### TASK PROMPT
When the string "should" appears in a line of the records, show the whole line.
*** Block opens ***
PR #540, opened 2021-09-07
Property path reverse final

patofp:
# Description

This PR adds support for reverse property path. E.g:

```

SELECT ?s ?o
WHERE {
 ?s ^(foaf:knows/foaf:name/foaf:mbox/foaf:surname) ?o .
}
```

The way this property path is implemented varies from the rest of the property path by rewriting the DAG of the query. This rewrite has the next phases for the example where we have a `Path` that is the unit of evaluation of a property path expression:

In this example we have the part of the DAG that will be rewrite that it has been generated from the parser:

```
Path(
  VARIABLE(s),
  Reverse(
    SeqExpression(
      SeqExpression(
        SeqExpression(
          Uri(<http://xmlns.org/foaf/0.1/knows>),
          Uri(<http://xmlns.org/foaf/0.1/name>)
        ),
        Uri(<http://xmlns.org/foaf/0.1/mbox>)
      ),
      Uri(<http://xmlns.org/foaf/0.1/surname>)
    )
  ),
  VARIABLE(?o),
  List(GRAPH_VARIABLE),
  false
)

```

1. In first place we remove the upper `Path` expression and all `Reverse(pe: PropertyExpression)` are pushed down into all the nested Property Expressions until it finds a `Uri(s: String)` PropertyExpression. This is done by a `futumorphism` (top-down) that allows to accumulate evaluations done before pushing down the `Reverse` recursively.

```
SeqExpression(
  SeqExpression(
    SeqExpression(
      Reverse(
        Uri(<http://xmlns.org/foaf/0.1/knows>)
      ),
      Reverse(
        Uri(<http://xmlns.org/foaf/0.1/name>)
      )
    ),
    Reverse(
      Uri(<http://xmlns.org/foaf/0.1/mbox>)
    )
  ),
  Reverse(
    Uri(<http://xmlns.org/foaf/0.1/surname>)
  )
)
```

2. Once we have all `Reverse` property expression pushed down in the next phase we do some replacements:
- For every `Uri` expression we replace with a `Path` expression with `reverse` field set to `false`, or if we found a `Reverse(Uri)` we replace it with a `Path` with `reverse` field set to `true`.
- For every `SeqExpression` we replace for a `Join`.
- For every `Alternative` we replace with a `Union`.
This phase is done with a `anamorphism` (top-down) because we need to match `Reverse(Uri)` before `Uri`.

```
Join(
  Join(
    Join(
      Path(
        VARIABLE(?s),
        Uri(<http://xmlns.org/foaf/0.1/knows>),
        VARIABLE(?o),
        List(GRAPH_VARIABLE),
        true
      ),
      Path(
        VARIABLE(?s),
        Uri(<http://xmlns.org/foaf/0.1/name>),
        VARIABLE(?o),
        List(GRAPH_VARIABLE),
        true
      )
    ),
    Path(
      VARIABLE(?s),
      Uri(<http://xmlns.org/foaf/0.1/mbox>),
      VARIABLE(?o),
      List(GRAPH_VARIABLE),
      true
    )
  ),
  Path(
    VARIABLE(?s),
    Uri(<http://xmlns.org/foaf/0.1/surname>),
    VARIABLE(?o),
    List(GRAPH_VARIABLE),
    true
  )
)
```

3. The last phase is only needed if we have `Join` expressions from the previous phase. This is because we now that this query, for example this query:

```

SELECT ?s ?o
WHERE {
 ?s foaf:knows/foaf:name ?o .
}
```

Is equivalent to this one:

```

SELECT ?s ?o
WHERE {
 ?s foaf:knows ?x1 .
 ?x1 foaf:name ?o .
}
```

If you take a close look you can see that there is an intermediate variable `?x1` that has to be created, so this is the idea of this phase. In case we found nested `Join` expression, we should create this variables.

This phase is done with an `histomorphism` (down-top) that will allow to accumulate the result of evaluations done previously in subtrees.

So this would be the result after applying the last phase to our example:

```
Join(
  Join(
    Join(
      Path(
        VARIABLE(?s),
        Uri(<http://xmlns.org/foaf/0.1/knows>),
        VARIABLE(?_afd79d53-111a-4509-80ec-525765824ea9),
        List(GRAPH_VARIABLE),
        true
      ),
      Path(
        VARIABLE(?_afd79d53-111a-4509-80ec-525765824ea9),
        Uri(<http://xmlns.org/foaf/0.1/name>),
        VARIABLE(?_deef1717-b0ad-455f-bbdd-f7331281948a),
        List(GRAPH_VARIABLE),
        true
      )
    ),
    Path(
      VARIABLE(?_deef1717-b0ad-455f-bbdd-f7331281948a),
      Uri(<http://xmlns.org/foaf/0.1/mbox>),
      VARIABLE(?_7daea15a-b530-4f9e-86e9-257f8db0e0e4),
      List(GRAPH_VARIABLE),
      true
    )
  ),
  Path(
    VARIABLE(
      ?_7daea15a-b530-4f9e-86e9-257f8db0e0e4),
      Uri(<http://xmlns.org/foaf/0.1/surname>),
      VARIABLE(?o),
      List(GRAPH_VARIABLE),
      true
    )
  )
```

Finally we can see the chain of replacement variables.

After this the engine will now how to evaluate every `Path` expression and if it has the reverse flag, switch the direction of the triple.

## Type of change

- `bug` if it fixes a bug


modules/engine/src/main/scala/com/gsk/kg/engine/optimizer/PropertyPathRewrite.scala
```diff
@@ -0,0 +1,166 @@
...
+      .pure[M]
+      .ifM(
+        Log.debug(
+          "Optimizer(ReversePathRewrite)",
+          s"resulting query: ${result.toTree.drawTree}"
+        ),
+        ().pure[M]
+      ) *>
+      result.pure[M]
+  }
```
pepegar, line 165: Can you add some test for this method that compare the output of `ToTree`?  I think it can serve as great documentation in the tests to see how this transforms the DAG & PropertyPaths

modules/engine/src/test/scala/com/gsk/kg/engine/optimizer/PropertyPathRewriteSpec.scala
```diff
@@ -0,0 +1,1477 @@
...
+import com.gsk.kg.sparqlparser.TestUtils
+
+import org.scalatest.matchers.should.Matchers
+import org.scalatest.wordspec.AnyWordSpec
+import org.scalatestplus.scalacheck.ScalaCheckDrivenPropertyChecks
+
+class PropertyPathRewriteSpec
+    extends AnyWordSpec
+    with Matchers
+    with ScalaCheckDrivenPropertyChecks
```
pepegar, line 24: Are you using scalacheck in this test?

```suggestion
```

pepegar (commented):
Looks good to me, just added a couple of comments :)

modules/engine/src/main/scala/com/gsk/kg/engine/optimizer/PropertyPathRewrite.scala
patofp: Yeah, I will add some tests and documentation.

patofp: Done

modules/engine/src/test/scala/com/gsk/kg/engine/optimizer/PropertyPathRewriteSpec.scala
patofp: Done

pepegar (approved):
*** Block closes ***
### EXPECTED ANSWER
If you take a close look you can see that there is an intermediate variable `?x1` that has to be created, so this is the idea of this phase. In case we found nested `Join` expression, we should create this variables.
+import org.scalatest.matchers.should.Matchers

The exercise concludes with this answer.